According to scientific studies, the risk of developing diabetes is between 9% and 120% higher with long-term statin use than with non-statin users. Statins have also been linked to other problems in the body and brain, such as the development of Parkinson's disease. This is not surprising, since cholesterol is the precursor of all steroid hormones and bile acids, and our brains have the highest level of cholesterol in the body, about 20% of total body cholesterol.
If you are considering stating or stopping statins, it is important to discuss the potential risks and benefits with your doctor who specializes in lifestyle medicine before changing your treatment regimen.
Doctors and health coaches who are following the scientific advances in treating cardiovascular disease through behavioral changes understand the benefits of a healthy lifestyle and will suggest lifestyle changes along with your medications - weight management, exercise, smoking cessation and a healthy diet as key elements.
Better options for lowering cholesterol
Your body needs cholesterol, but the high LDL levels are often associated with cardiovascular health issues that the statin medications address.
It's clear that healthy habits including restful sleep, healthy diet, exercise, and low alcohol consumption lowers considerable the risk of cardiovascular disease incidents.
The Mediterranean Diet and Ornish Diet have both been shown highly beneficial and are increasingly recommended for their health benefits. Following a plant-based diet has been shown to reduce risk of CHD (coronary heart disease) by 65% and stroke reduction by 40%.
In fact, the reports from doctors and health coaches using the Habinator Coaching Platform that they can get their patients off the statins in as little as six weeks when they start following the principles of lifestyle medicine. Since lifestyle modifications are the most important component of cardiovascular disease prevention, it should always be considered first before considering pharmacological interventions such as statins.
Statins are prescribed to people with high cholesterol and cardiovascular disease to lower their cholesterol and reduce their risk of a heart attack or stroke.
Because our bodies and brains need cholesterol to function optimally, the risk of cholesterol building up in the arteries and causing blockages is a concern that must be always considered on an individual basis.

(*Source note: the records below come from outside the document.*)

Issue #265, opened 2014-11-15
Option to create window in the same tmux session instead of creating a new session


pengux:
Most of the time for my workflow, it's enough just to create a new window with multiple panes in it instead of creating new sessions.

olalonde:
Same problem here. If I'm working on multiple projects, I like to have one window per project and move from one window to the other. So I'd like tmuxinator to be able to start multiple projects in the same session.

tobixx:
Just want to raise my hand for this issue too!

phcerdan:
I want to raise my hand too.
To simplify and avoid going into projects inside projects, and probably nested tmux sessions.
Should be possible to load one, and only one, window layout in the current window? Similar to tmux select-layout, but adding the feature of loading defined scripts in each pane.

It would provide modularity, and run time access to 1 window projects. And it would be great!

olalonde:
I ended up writing my tiny alternative to tmuxinator in <100 lines of bash: https://github.com/olalonde/muxide

It's not configurable at the moment but the script is pretty tiny. It launches in the current window if there are no other panes in the window or in a new window if there are panes in current window or in a new tmux session + window if launched from outside tmux.

I plan to eventually make it configurable through a `.muxide` file in project roots.

assembler:
:+1:

scottwio:
Same request here
    mux append project1
would be prefect

cskeppstedt:
:+1:

skycaptain:
What's the current status of this issue?

pwnmagic:
+1

J3RN:
I'll look into this today and determine how long this will take to complete. However, if someone wants to implement this and send a pull request... 🌈

stedwick:
👍

flovilmart:
I actually liked a lot this feature and attempted to implement it.

You can try it from my branch with:

``` 
git clone https://github.com/flovilmart/tmuxinator
cd tmuxinator
gem build tmuxinator.gemspec
gem install tmuxinator-0.12.0.gem
```

stedwick:
Cool!

MateuszKubuszok:
Since this PR is stack for a while, I might share a workaround for my common use case, that is having open tmux session where I want to drop it and replace it by a new session from tmuxinator without leaving tmux

```
function tmux-into() { tmuxinator start $1 --no-attatch && tmux switch -t $1 && exit }
```

lougreenwood:
[...]

PR #652, opened 2018-09-16
Adds support for tmuxinator start --append

flovilmart:
Closes: #265

### DIFF
--- a/.github/workflows/ci.yaml
+++ b/.github/workflows/ci.yaml
@@ -11,9 +11,10 @@ jobs:
       fail-fast: false
       matrix:
         ruby_version:
-          - '3.0.1'
-          - '2.7.3'
-          - '2.6.7'
+          - '3.3.0'
+          - '3.2.3'
+          - '3.1.4'
+          - '3.0.6'
         tmux_version:
           - '3.4'
           - '3.3a'
--- a/CHANGELOG.md
+++ b/CHANGELOG.md
@@ -9,6 +9,7 @@
 - Replace exists? with exist? for Ruby >= 3.2
 ### Misc
 - Remove `mux` alias from Fish and Bash completions
+- Add Ruby 3.2, 3.1 to the test matrix; rm ruby < 3>
 
 ## 3.1.2
 ### Fixes


ethagnawl:
Thanks for this, @flovilmart! I'll try to give it a proper review before the end of the week.

DestyNova:
Very nice. The only confusing bit is that it names the new window `<session-name>:<window-name>` -- i.e. if I append a window called `muffin` from a file containing the line `name: mountain`, then the new window will be called `mountain:muffin`. If I don't specify the `name` parameter in the Yaml file, then the window will be called `:muffin`.

I see there is some logic to control this behaviour, but I don't fully understand it. Is there an extra flag or configuration value needed to just have the window be called `muffin`?

flovilmart:
@DestyNova that would be a possible change, if the name is not set with the tmux template I could probably remove the separator. This was intended to make it easy to see which windows were appended.

DestyNova:
Yes I see the motivation for it and it makes sense -- in my case though, I expect to end up with a bunch of files that each describe one window with a couple of panes. Since I use windows and panes where other people might use sessions and windows, I don't need that namespacing. Maybe the behaviour could be specified with an optional flag (e.g. if a simple name is default, then add `-p` for `prefix-with-session-name`, or if the namespaced window name is default, then `-s` for `simple-window-name` or something)?

flovilmart:
I’m not sure I want to spend additional time adding more configuration flags to this PR. If the naming of the windows is problematic i’ll Remove it altogether and restore the original behavior instead of prefixing with the screen name.

DestyNova:
I like the PR either way and am really happy someone has finally done this. Rather than sidetrack the PR, I'll try to do a separate one adding such a flag afterwards. Thanks for doing this :)

ethagnawl:
@flovilmart This is looking pretty good!

I do have a few questions/thoughts/requests/etc. for you:

1.) Would you mind adding an entry to the "Other Commands" section of README.md in your PR which documents how this feature and its various CLI options are intended to be used?

The documentation will be useful for users going forward _and_ for people reviewing this PR. I wasn't following #265 closely and it took me a few minutes to figure out how this feature was intended to work.

2.) A missing/malformed `current_session: ...` seems to result in tmuxinator wantonly appending windows to whatever the most recently created tmux session is, which seems undesirable. Is this by design? Is there a way you can sniff out whether or not the `current_session` exists and either fail or start a new session if it doesn't? (I'll revisit the code myself, but I'm on my way out for the day.)

3.) Could you replace `puts` with `say` in Cli.rb?

4.) Perhaps the "Creating new session ..." message should contain the session name?

5.) We will need some tests around this new behavior. Did you ever get a chance to take a pass at writing any? I know you said you're not used to Ruby, so I can appreciate how that might be a bit daunting and it's awesome that you were able to put this together. (I don't think you're giving yourself enough credit!) If not, that's totally fine and I can take a pass at writing some and submit another PR to your branch.

flovilmart:
I Didn’t forget about this one, but my todo list keeps pushing it down. I hope to have more time soon

raiyuza:
@flovilmart Any ETA, we in 2019 already :)

flovilmart:
Well, yea, I need to but my head back into it :)

<sub>Sent with <a href="http://githawk.com">GitHawk</a></sub>

icole:
Any issue with getting this merged now that the merge conflicts are resolved?

flovilmart:
@icole I need to work on the few tests and documentation. I haven't found a good time to do it. I'll try this weekend.

icole:
@flovilmart awesome, thanks for the response. If you could use any help with anything let me know. Would love to see this go out.

flovilmart:
Thanks @icole I'll do my best to address all the concerns and add the relevant tests. I'd love to get done with this one. Sorry to have dropped the ball.

flovilmart:
@icole Sorry for the late response. I changed a bit the logic so it uses `mux start --append [project]` instead of `mux append`. This simplifies a bit the logic.

I'll add some tests around the `in_current_session` logic to make sure this is readable easily and maintainable as well.

icole:
@flovilmart thanks so much! could we pull this in after you add those tests? I am dying to get this in since the version this is based off is older than what our projects Gemfile requires.

betoharres:
I was trying to figure out if tmuxinator had this feature; well, hope it gets merged!

flovilmart:
I completely forgot I had this one open, thanks for the ping 😅! I’ll do my best.

protex:
Any chance this gets merged? It would be super useful.

flovilmart:
@icole what what left for update? I wanna go ahead with this. Can you pin point in the code the different changes required for the merge?

ethagnawl:
From what I recall, it's a minor Code Climate nitpick. Unfortunately, the build is old enough that it's been dropped by CC. Could you try pushing a new commit in order to trigger a new build, @flovilmart?

flovilmart:
@ethagnawl the problem is that the `start` method now is too complex, not sure how to simplify it given it's already quite simple.

ethagnawl:
I haven't used Code Climate in a long time and don't remember how some of their metrics work. I'd say maybe removing the `project` variable and nesting those method calls would work, but the more likely/correct solutions would be extracting those conditionals or moving the has creation into its own method.

Does anyone else have any thoughts about this or the PR in general? CC/ @tmuxinator/tmuxinator

flovilmart:
@ethagnawl , finally, codeclimate passed! 🎉

ethagnawl:
Okay, that's great. I'll have to find some time to review this again. 

Sorry for the bother, but does anyone else have any thoughts? /CC @tmuxinator/tmuxinator

flovilmart:
thanks @ethagnawl !

lib/tmuxinator/config.rb
```diff
@@ -25,6 +25,10 @@ def home?
         File.directory?(home)
       end
 
+      def options_file
+        directory + ".yml"
```
ethagnawl, line 29: The "yaml" extension is also supported. I tried using a project config file with this extension and everything worked as expected. Does that imply that this method isn't being used or am I overlooking something?

lib/tmuxinator/project.rb
```diff
@@ -208,7 +217,12 @@ def tmux_options
     end
 
     def base_index
-      get_base_index.to_i
+      base = 0
+      if in_current_session
+        # Get the last window index + 1
+        base = 1 + `tmux list-windows | awk '{print $1}'`.split.last.to_i
```
ethagnawl, line 223: I think this awk logic should either be handled in Ruby code or we should add a method to the Doctor class which verifies that awk exists on the user's system.

lib/tmuxinator/cli.rb
```diff
@@ -226,6 +227,44 @@ def show_continuation_prompt
...
         Kernel.exec(project.kill)
       end
+
+      def tmux_session_exists
+        ENV["TMUX"] ? true : false
+      end
+
+      def should_append?(options)
+        options[:append] == true ||
+          (options[:append] != false && Tmuxinator::Config.options[:append])
```
ethagnawl, line 237: Could you walk me through the use case for the right side of this or?

kurktchiev:
any chance we can get this merged any time soon? it would really boost productivity with tmux/tmuxinator

lib/tmuxinator/cli.rb
flovilmart: the idea is that can set append in the `Tmuxinator::Config.options` so all sessions are appending by default.
if append is not provided by the `options` (case `!= false`) we check that it is set in the global Config.

lib/tmuxinator/config.rb
flovilmart: what do you suggest?

lib/tmuxinator/project.rb
flovilmart: fair, let's me see what I can do

cibinmathew:
@ethagnawl @flovilmart @icole Thanks for this work.
Can we get this merged or may be list down the blocking issues and open another to track the enhancements. We could pitch in to get this to a closure.

lib/tmuxinator/config.rb
ethagnawl: Either this method needs to support both extensions or, if I'm correct in that it's not being used, it should be removed.

ethagnawl:
> @ethagnawl @flovilmart @icole Thanks for this work.
> Can we get this merged or may be list down the blocking issues and open another to track the enhancements. We could pitch in to get this to a closure.

There are still some issues (noted above) which need to be worked through. (If you feel like running with what's been done and @flovilmart doesn't mind, feel free to pick them up.) It'd also be good to get feedback from others in @tmuxinator/tmuxinator.

flovilmart:
@ethagnawl let me get back on it

lib/tmuxinator/config.rb
```diff
@@ -56,6 +60,15 @@ def default
...
       end
 
+      def options
+        yaml = begin
+          YAML.safe_load(File.read(options_file), [], [], true)
+        rescue SyntaxError, StandardError
+          return {}
+        end
+        yaml ? yaml : {}
+      end
```
noahfrederick, line 70: I believe this is equivalent:

```suggestion
      def options
        YAML.safe_load(File.read(options_file), [], [], true) || {}
      rescue SyntaxError, StandardError
        {}
      end
```

lib/tmuxinator/cli.rb
```diff
@@ -226,6 +227,44 @@ def show_continuation_prompt
...
+      def append_in_session(options, name = nil)
+        has_tmux_session = nil
+        if should_append?(options)
+          has_tmux_session = tmux_session_exists
+          if !has_tmux_session
+            say "Creating session '#{name}'"
+          end
+        end
+        has_tmux_session
+      end
```
noahfrederick, line 249: This method is somewhat hard to follow because it's responsible for two things: (a) deciding whether a new session is created *and* (b) printing a message with the new session name. Given (a), it should be named `append_in_session?` or something like that, and always return a Boolean (right now it returns `true`, `false` or `nil`—the rest of the code doesn't appear to distinguish between the `false` and `nil` possibilities). But since it also has a side effect of printing a message and takes this extra `name` parameter, that wouldn't be right either. These things don't seem to belong in the same method.

In any case, it could be simplified to:

```suggestion
      def append_in_session(options, name = nil)
        if should_append?(options) && !tmux_session_exists
          say "Creating session '#{name}'"
          true
        end
      end
```

lib/tmuxinator/project.rb
noahfrederick, line 223: Tell tmux to only print the window indices:

```suggestion
        base = 1 + `tmux list-windows -F '#I'`.split.last.to_i
```

The output is like so:

```
1
2
3
```

lib/tmuxinator/window.rb
```diff
@@ -108,7 +108,8 @@ def tmux_window_command_prefix
     end
 
     def tmux_window_name_option
-      name ? "-n #{name}" : ""
+      project_name = project.in_current_session ? "#{project.full_name}:" : ""
+      name ? "-n #{project_name}#{name}" : ""
```
noahfrederick, line 112: I would prefer to drop this change, i.e., for the window to always be named without the prefix.

noahfrederick (commented):
Looking forward to this feature. I left a drive-by review of the code changes.

flovilmart:
Thanks @noahfrederick will have a look later

lib/tmuxinator/config.rb
```diff
@@ -56,6 +60,12 @@ def default
         "#{directory}/default.yml"
       end
 
+      def options
+        YAML.safe_load(File.read(options_file), [], [], true) || {}
```
ethagnawl, line 64: @flovilmart Would you mind using the new safe_load method signature (sans positional parameters two, three and four)? As-is, this will cause errors in some environments because of changes to Psych and libyaml.

It would look something like this: 

`YAML.safe_load(File.read(options_file), aliases: true)`

See [this](https://github.com/tmuxinator/tmuxinator/pull/823/files) PR for more context.

megalithic:
@flovilmart / @ethagnawl -- just pinging those that have worked on this. How are we feeling about your concerns being addressed and getting this merged?

flovilmart:
@megalithic I haven't had the chance to actually finish this one; yeah I know, that's kinda pathetic after all this time 🤣

ethagnawl:
@flovilmart I know your comment was in jest, but it's not pathetic at all. Your contributions are being provided at the expense of whatever else you might be doing with your life and are greatly appreciated.

megalithic:
@ethagnawl @flovilmart 💯 agreed! OSS is a gift! i'm grateful for each of you that contribute/create such amazing tools.

flovilmart:
Haha! Thanks y’all! very appreciated. I need to find some time for this. I see this is pretty requested.

ChrisYin:
I'm wondering when this patch can be merged? Looks like it has a long history from 2018.

martin-braun:
@flovilmart I know this issue probably hunts you in your dreams already, is there still any chance that you find the time to finish this?

akofink:
I attempted to rebase this with `tmuxinator:master`, but I accidentally pushed the latest master, which auto-closed the PR. I have an updated branch that I will use to re-open a new PR, since I can no longer push to this original branch. Apologies!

The scientific consensus is that statins are associated to an increased risk of diabetes, but the benefits usually outweigh the risks. It is important to discuss with your doctor whether a statin is a right choice for you because it can be life-saving. If you and your doctor decide that a statin is right for you, be sure to stay active and eat a healthy diet - both of which can help reduce your risk of developing type 2 diabetes.
There are also alternatives to statins that addresse the root cause of the problem that is the high LDL cholesterol that is caused by lifestyle factors such as sedentary lifestyle, sleep quality, and poor eating habits.